WHAT THE EXERCISE ASKS = Restate word for word the lines of the material below, from the line with "Closing as #3339" to the line with "TMS-90809: Deprecated API", both lines included, and no others.
# # # # #
PR #2726, opened 2019-10-14
[v5] [iOS] Register for remote notifications fix

mcuelenaere:
### Summary

We've observed crashes on iOS 13 when calling `RNFirebaseMessaging registerForRemoteNotifications:rejecter:` in the wild.

When checking the code, `registerForRemoteNotifications` is not being called from the main thread (while 5 lines above it, in `requestPermission`, it is being done so).

This also corresponds with the crash stack traces we've seen, none of them are on the main thread.

Bottom line: calling this method from the main thread has no negative impact and should hopefully fix these crashes.

### Checklist

- [ ] Supports `Android`
- [X] Supports `iOS`
- [ ] `e2e` tests added or updated in packages/**/e2e
- [ ] Flow types updated
- [ ] Typescript types updated

### Test Plan

Call `registerForRemoteNotifications` and notice app not crashing.

### Release Plan

[IOS][BUGFIX] [MESSAGING] - Register for remote notifications should run on main thread

---

Think `react-native-firebase` is great? Please consider supporting the project with any of the below:

- 👉 Donate via [Open Collective](https://opencollective.com/react-native-firebase/donate)
- 👉 Follow [`React Native Firebase`](https://twitter.com/rnfirebase) and [`Invertase`](https://twitter.com/invertaseio) on Twitter
- 👉 Star this repo on GitHub ⭐️
- 👉 Contribute; see our [contributing guide](/CONTRIBUTING.md)

PR #2738, opened 2019-10-16
[v5] Check paths in Query.isEqual

iwikal:
### Summary

`Query.isEqual` should return false when you compare two queries on different collections.

### Checklist

- [x] Supports `Android`
- [x] Supports `iOS`
- [x] `e2e` tests added or updated in packages/**/e2e
- [ ] Flow types updated

### Test Plan

The plan is to wait and see if CI accepts the PR.

### Release Plan

[JS][BUGFIX] [firestore] - Query.isEqual now takes the collection path into consideration

---

### DIFF
--- a/src/modules/firestore/Query.js
+++ b/src/modules/firestore/Query.js
@@ -199,6 +199,13 @@ export default class Query {
       return false;
     }
 
+    if (
+      this._referencePath.relativeName !==
+      otherQuery._referencePath.relativeName
+    ) {
+      return false;
+    }
+
     if (this._fieldFilters.length !== otherQuery._fieldFilters.length) {
       return false;
     }
--- a/tests/e2e/firestore/query.e2e.js
+++ b/tests/e2e/firestore/query.e2e.js
@@ -1,7 +1,7 @@
 describe('firestore()', () => {
   describe('Query', () => {
     describe('isEqual()', () => {
-      it(`returns true if two Queries have the same .where and .orderBy calls`, () => {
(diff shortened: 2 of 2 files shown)


iwikal:
I assume you want the same functionality as in the web sdk, where path does matter.

iwikal:
I can't really make sense of the build errors; something about a timeout in beforeAll? I couldn't build an android apk to test locally on my linux machine either.

mikehardy:
The ci.android.test build right now is non-functional for unrelated reasons - whether your change is correct or not

ci.ios.test should be passing though, there's a separate PR (#2726) that is also experiencing failures on CI there while it works local, and we're not sure why. We are investigating

mikehardy:
@Salakar @Ehesp I think this is also an issue on v6 but the line has moved it is here now https://github.com/invertase/react-native-firebase/blob/master/packages/firestore/lib/FirestoreQuery.js#L176 (although it's missing, so it's not there - there is no path check)

The underlying assumption that we should mirror web and check for path also seems valid, so I think this should be merged? And v6 should get the same treatment?

iwikal:
It seems that the web sdk implements CollectionReference as a subclass of Query. It follows that if the Query.isEqual method compares paths, CollectionReference.isEqual can be straight up inherited from that. Maybe it's something we don't want to do for performance reasons, but it would be correct.

russellwheatley:
This was merged into v6: https://github.com/invertase/react-native-firebase/pull/3738, but will not be getting merged into v5 as it is no longer supported. Thank you for bringing this to our attention @iwikal, much appreciated.

PR #2749, opened 2019-10-18
fix(auth): Fix iOS event subscriptions not correctly removing on reload

Ehesp:
Correctly remove iOS auth handlers when app is reloaded


mikehardy:
nice!

PR #2792, opened 2019-10-29
fix(crashlytics): setCrashlyticsCollectionEnabled return promise

justinwh:
### Summary

The JS return type of crashlytics.setCrashlyticsCollectionEnabled() is listed as Promise<null>, but the native code is actually returning void.  This change adapts the native code to match the JS declaration.

### Checklist

- [x] Supports `Android`
- [x] Supports `iOS`
- [ ] Flow types updated

### Release Plan

[TYPES][BUGFIX] [CRASHLYTICS] - Fix setCrashlyticsCollectionEnabled() to return Promise (as declared)

---


Ehesp:
Hmm, this is still a promise though as we call native.. @Salakar

Ehesp:
Yeah, however anything going over the bridge is a promise. I think the correct return type should be `Promise<void>`

justinwh:
Yeah, there's another way to fix this, which is to make the native `setCrashlyticsCollectionEnabled` return `Promise<void>` like most of the other methods in the module do.

This method isn't _currently_ doing any async work, but it _could_ be made to still return a promise to future-proof the API (e.g. if in a later revision the method needs to do some async work, the API wouldn't need to change).

If you prefer that direction, I can submit a new PR along those lines.

Salakar:
> Yeah, there's another way to fix this, which is to make the native `setCrashlyticsCollectionEnabled` return `Promise<void>` like most of the other methods in the module do.
> 
> This method isn't _currently_ doing any async work, but it _could_ be made to still return a promise to future-proof the API (e.g. if in a later revision the method needs to do some async work, the API wouldn't need to change).
> 
> If you prefer that direction, I can submit a new PR along those lines.

Hey, thanks for sending this PR, for consistency could you change this to be `Promise<void>` for now - when/if we migrate the modules to TurboModules then we can make these synchronous but this would happen through semver regardless.

justinwh:
I updated this PR to implement the requested approach—making the native return type match what's declared in the JS.

Issue #2412, opened 2019-07-26
registerHeadlessTask('RNFirebaseBackgroundMessage' does not triggered function


c0rrectanswer:
## Issue

index.js
```
const NotificationHandler = async (message) => {
    console.warn('RNFirebaseBackgroundMessage: ', message);
    return Promise.resolve();
};

AppRegistry.registerHeadlessTask('RNFirebaseBackgroundMessage', () => NotificationHandler);
```

**NotificationHandler** does not get triggered although I have made the following changes.

---

### iOS

<details><summary>Click To Expand</summary>
<p>

#### `ios/Podfile`:

- [ ] I'm not using Pods
- [ ] I'm using Pods and my Podfile looks like:

```ruby
# N/A
```

#### `AppDelegate.m`:

```objc
// N/A
```

</p>
</details>

---

### Android

<details><summary>Click To Expand</summary>
<p>

#### `android/build.gradle`:

```groovy
// N/A
```

#### `android/app/build.gradle`:

```groovy
implementation 'me.leolin:ShortcutBadger:1.1.21@aar'
```

#### `android/settings.gradle`:

```groovy

// N/A
```

#### `MainApplication.java`:

```java
new RNAppAuthPackage(),
new RNFirebasePackage(),
new RNFirebaseCrashlyticsPackage(),
new RNFirebaseMessagingPackage(),
new RNFirebaseNotificationsPackage()
```

#### `AndroidManifest.xml`:

```xml
<service android:name="io.invertase.firebase.messaging.RNFirebaseMessagingService">
  <intent-filter>
    <action android:name="com.google.firebase.MESSAGING_EVENT" />
  </intent-filter>
</service>
<service android:name="io.invertase.firebase.messaging.RNFirebaseBackgroundMessagingService" />

```

</p>
</details>

---

## Environment

<details><summary>Click To Expand</summary>
<p>

**`react-native info` output:**

```
 OUTPUT GOES HERE
```

- **Platform that you're experiencing the issue on**:
  - [ ] iOS
  - [x] Android
  - [ ] **iOS** but have not tested behavior on Android
  - [ ] **Android** but have not tested behavior on iOS
  - [ ] Both
- **`Firebase` module(s) you're using that has the issue:**
    "react-native": "0.59.9",
    "react-native-firebase": "5.2.2",
    "react-native-image-picker": "^1.0.1",
    "react-native-open-notification": "^0.1.3",
    "react-native-shortcutbadger": "^0.2.0",
[...]

PR #2806, opened 2019-11-01
docs(messaging): note headless task key change in release notes

adamfellon:
When converting to v6 the key used when registering a headless task needs to be changes to in order to register the correct task.

### Summary

Want to represent this comment for users who encounter headless task issues: https://github.com/invertase/react-native-firebase/issues/2412#issuecomment-548934740

### Checklist

- [x] Supports `Android`

### DIFF
--- a/pages/migrating-to-v6.md
+++ b/pages/migrating-to-v6.md
@@ -397,12 +397,14 @@ No breaking changes.
 `@react-native-firebase/messaging`
 
 - [android] The manually added `RNFirebaseMessagingService` service in your `AndroidManifest.xml` file is no longer required - you can safely remove it.
+- [android] For background messages, the registered background headless task name has been changed.  You will need to change `RNFirebaseBackgroundMessage` to `ReactNativeFirebaseMessagingHeadlessTask` when you call `AppRegistry.registerHeadlessTask(` in your `index.js`
 - [ios] The manually added `RNFirebaseMessaging` usages in your `AppDelegate` files are no longer required - you can safely remove them.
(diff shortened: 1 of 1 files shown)


mikehardy:
CI seems to have had a major, unrelated failure @Salakar  ?

Salakar:
> CI seems to have had a major, unrelated failure @Salakar ?

Its just incorrectly not ignoring the docs branch, have updated to branch rules so shouldn't do it again.


----


Generally ok with this change but really `AppRegistry.registerHeadlessTask` shouldn't be called manually on v6. This is automatically done for you if you use [`messaging().setBackgroundMessageHandler(fn)`](https://invertase.io/oss/react-native-firebase/v6/messaging/reference/module#setBackgroundMessageHandler) - right now this is all it does internally - but moving it into the API gives us the flexibility in future to change it or further augment the API with minimal effort for users + it also matches the Firebase Web SDK API.

Would you be able to update this to mention calling that method instead? As with the headless task API; it should be called early on in your apps code.


----

image

adamfellon:
Ah, yeah I think I should even be calling that function in my code as well as it'll avoid any issues with renaming in the future.  

I don't use Typescript so I think I missed the example from the interface.

I don't know how constants/statics from the `NativeModules` work but is it worth it to go as far as exporting `private static final String TASK_KEY = "ReactNativeFirebaseMessagingHeadlessTask";` out to be used in `lib/index.js` when it registers the headless task?

Salakar:
Superseded by #3309 and friends - thanks!

Salakar:
Closing as #3339 which supersedes this has now been merged and is available on an RC release (6.4.0-rc4).

Thank you for your contribution

Issue #2943, opened 2019-11-28
UIWebView : [Admob] (Deprecated Api Usage)


yannou788:
## Issue

"@react-native-firebase/admob": "6.1.0",
TMS-90809: Deprecated API Usage - Apple will stop accepting submissions of apps that use UIWebView.

After some research, I found that in **RNFBAdMob.podspec** there was an dependency with **PersonalizedAdConsent** (https://github.com/googleads/googleads-consent-sdk-ios/tree/master/PersonalizedAdConsent/PersonalizedAdConsent) which contains call to "UIWebView".

---

### iOS

<details><summary>Click To Expand</summary>
<p>

#### `ios/Podfile`:

- [ ] I'm not using Pods
- [x] I'm using Pods and my Podfile looks like:

```ruby
# N/A
```

#### `AppDelegate.m`:

```objc
// N/A
```

</p>
</details>

---

### Android

<details><summary>Click To Expand</summary>
<p>

#### Have you converted to AndroidX?

- [ ] my application is an AndroidX application?
- [ ] I am using `android/gradle.settings` `jetifier=true` for Android compatibility?
- [ ] I am using the NPM package `jetifier` for react-native compatibility?

#### `android/build.gradle`:

```groovy
// N/A
```

#### `android/app/build.gradle`:

```groovy
// N/A
```

#### `android/settings.gradle`:

```groovy
// N/A
```

#### `MainApplication.java`:

```java
// N/A
```

#### `AndroidManifest.xml`:

```xml
<!-- N/A -->
```

</p>
</details>

---

## Environment

<details><summary>Click To Expand</summary>
<p>

**`react-native info` output:**

```
 OUTPUT GOES HERE
```

- **Platform that you're experiencing the issue on**:
  - [x ] iOS
  - [ ] Android
  - [ ] **iOS** but have not tested behavior on Android
  - [ ] **Android** but have not tested behavior on iOS
  - [ ] Both
- **`react-native-firebase` version you're using that has this issue:**
  - `6.1.0`
- **`Firebase` module(s) you're using that has the issue:**
  - `Admob`
- **Are you using `TypeScript`?**
  - `N`
  
</p>
</details>

---

Think `react-native-firebase` is great? Please consider supporting all of the project maintainers and contributors by donating via our [Open Collective](https://opencollective.com/react-native-firebase/donate) where all contributors can submit expenses. [[Learn More]](https://invertase.io/oss/react-native-firebase/contributing/donations-expenses)

[...]

PR #2944, opened 2019-11-28
Add JS in bug report for package.json/firebase.json

mikehardy:
For v6 I really need to see firebase.json and package.json  or I don't know what versions people are running anymore as they aren't in the other files


mikehardy:
As noticed in #2943

PR #2969, opened 2019-12-04
docs(auth): fix incorrect auth credential example

Phaen:
This one had me confused for quite a bit myself.


mikehardy:
But the AuthCredential can be used for both and is a valid argument for both the example method you removed as well as the one you added. The old example was not incorrect I don't think?

Phaen:
@mikehardy `linkWithCredential()` has to be called on an user, it does not automatically select the current user and link that one.

mikehardy:
@Phaen of course! Thanks, and great catch

PR #2975, opened 2019-12-05
Fixes default re-export syntax

joelgallant:
### Summary
This export is not valid when being parsed by typescript or webpack. The updated version is equivalent.


Salakar:
@joelgallant thank you for this, much appreciated 🎉

PR #2981, opened 2019-12-09
Load Android Gradle Plugin conditionally

SaeedZhiany:
### Summary

This wraps the Android Gradle plugin dependency in the buildscripts section of android/build.gradle in a conditional:

```
if (project == rootProject) {
    // ... (dependency here)
}
```

The Android Gradle plugin is only required when opening the project stand-alone, not when it is included as a dependency. By doing this, the project opens correctly in Android Studio, and it can also be consumed as a native module dependency from an application project without affecting the app project (avoiding unnecessary downloads/conflicts/etc).

for more info, you can refer to [this thread](https://github.com/facebook/react-native/pull/25569) and especially [this comment.](https://github.com/facebook/react-native/pull/25569#issuecomment-532504277)

### Checklist

- [x] Supports `Android`
- [ ] Supports `iOS`
- [ ] Flow types updated

### Release Plan

[INTERNAL][ENHANCEMENT] [AndroidGradleFile] - Load Android Gradle Plugin only when this repository opened as a stand-alone android project in Android Studio.

### DIFF
--- a/android/build.gradle
+++ b/android/build.gradle
@@ -3,15 +3,21 @@ def safeExtGet(prop, fallback) {
 }
 
 buildscript {
-  repositories {
-    google()
-    jcenter()
-    maven {
-      url 'https://maven.fabric.io/public'
+  // The Android Gradle plugin is only required when opening the android folder stand-alone.
+  // This avoids unnecessary downloads and potential conflicts when the library is included as a
+  // module dependency in an application project.
+  if (project == rootProject) {
+    repositories {
+      google()
+      jcenter()
+      maven {
+        url 'https://maven.fabric.io/public'
+      }
     }
-  }
-  dependencies {
-    classpath 'com.android.tools.build:gradle:3.4.1'
+
+    dependencies {
+      classpath("com.android.tools.build:gradle:3.5.2")
+    }
   }
 }
 


mikehardy:
Oh interesting - I thought we already did that but @SaeedZhiany I think rather it was on v6? And this is v5. I do see the v5 branch living on (as a life support thing) for quite a while so I'm fine with this change.

We are having CI issues on v5 though, so testing is very important. Can you explain the exact steps you took to test the change?

(and for reference I know this change is easy however I attempted to apply it to react-native-webview for instance and it failed because of the need for the kotlin plugin on the classpath - so it is possible for this change to go wrong...)

SaeedZhiany:
Yeah, it was for v6 and this is for v5.

> We are having CI issues on v5 though, so testing is very important. Can you explain the exact steps you took to test the change?

to be honest, nothing. because it's just like the other gradle files and I didn't expect to see build failure.
the only difference is the maven repository usage.

```
maven {
      url 'https://maven.fabric.io/public'
}
```

but I could find the full stack trace of CI to see what causes the failure.
also, the `ci.analyse` has been failed not `ci.android.build`, the second one is not started yet and I'm wondering why? does `ci.android.build` start after successful passing of the `ci.analyse` phase?

SaeedZhiany:
@mikehardy 
Yeah, it was for v6 and this is for v5.

> We are having CI issues on v5 though, so testing is very important. Can you explain the exact steps you took to test the change?

to be honest, nothing. because it's just like the other gradle files and I didn't expect to see build failure.
the only difference is the maven repository usage.

```
maven {
      url 'https://maven.fabric.io/public'
}
```

but I could not find the full stack trace of CI to see what causes the failure.
also, the `ci.analyse` has been failed not `ci.android.build`, the second one is not started yet and I'm wondering why? does `ci.android.build` start after the successful passing of the `ci.analyse` phase?

mikehardy:
@SaeedZhiany I should been more clear about the CI failures :-). They are unrelated to your work, and nothing you can do here will make CI work again for v5, it's a real mess at the moment 😬 

So what I'm asking for is local testing. What have you yourself done to test this? You can for instance (on v5, this does not work on v6) simply refer to your react-native-firebase branch via a git reference in your package.json and after installing it like that verify the build.gradle has the change you expect, and still works. That would be sufficient proof and is how I am verifying my v5.x.x work temporarily while CI is non-functional

SaeedZhiany:
No problem @mikehardy, It's easy to test. I'll inform you in a few minutes later

SaeedZhiany:
@mikehardy 
I tested it by applying the same change to my current RNF module's gradle file in my project.
the project successfully built in both debug and release mode. the app has been launched successfully but my server is not currently available to check possible runtime failure, however, I don't think it happens because of this change.

do more tests needed?

mikehardy:
Nope, I agree with this change that is totally adequate testing, thanks for doing it. I'm on release engineer mode this morning with RNFBv5 so I think I can even get this out today. Thanks!

mikehardy:
I have manually pulled this commit from your fork, so this in my patch queue and it will release in 5.5.7, but not via github merge. I won't update this PR (except to close it if it does not auto-close) but 5.5.7 will have it, thanks @SaeedZhiany

PR #9244, opened 2026-08-29
fix(messaging): validate APNs token input

OskarEichler:
## Observable behavior / breaking changes

- Invalid Apple APNs token strings now throw synchronously at the JavaScript boundary and reject at the native boundary instead of being silently mangled. An empty token previously reached an unsigned length underflow and could raise an Objective-C range exception.
- Android remains a documented no-op and continues accepting any string without crossing the native APNs path.

## What changed

- Require Apple APNs tokens to be non-empty, even-length hexadecimal strings without hard-coding a token byte length.
- Defend the Objective-C bridge independently for old bundles and direct native calls.
- Decode into one pre-sized data buffer instead of repeatedly appending bytes.
- Add focused Apple E2E coverage for empty, odd-length, and non-hex values.

## Verification

- Messaging ESLint and 32 Jest tests
- Messaging package compile, TypeScript, and dependency-cruiser
- Google clang-format and git diff --check
- Fresh iOS pod install and full iOS simulator build
- Focused iOS App + Messaging E2E: 70 passing, 23 platform-pending
- Full macOS build
- Full Android debug app/test assembly and lint: 1,749 tasks, zero Messaging lint errors

Environment-only CocoaPods checksum drift was restored before commit. No application dependency or lockfile changed.

### DIFF
--- a/packages/messaging/e2e/messaging.e2e.js
+++ b/packages/messaging/e2e/messaging.e2e.js
@@ -252,6 +252,20 @@ describe('messaging()', function () {
         }
       });
 
+      it('requires a non-empty, even-length hexadecimal token on Apple platforms', function () {
+        const { getMessaging, setAPNSToken } = messagingModular;
+        if (!Platform.ios && !Platform.macos) {
+          this.skip();
+        }
+
+        for (const token of ['', '0', 'xyz', '001z']) {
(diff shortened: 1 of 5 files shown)


mikehardy (approved):
Hey @OskarEichler 👋

Cheers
# # # # #
EXERCISE RESULT =
Closing as #3339 which supersedes this has now been merged and is available on an RC release (6.4.0-rc4).

Thank you for your contribution

Issue #2943, opened 2019-11-28
UIWebView : [Admob] (Deprecated Api Usage)


yannou788:
## Issue

"@react-native-firebase/admob": "6.1.0",
TMS-90809: Deprecated API Usage - Apple will stop accepting submissions of apps that use UIWebView.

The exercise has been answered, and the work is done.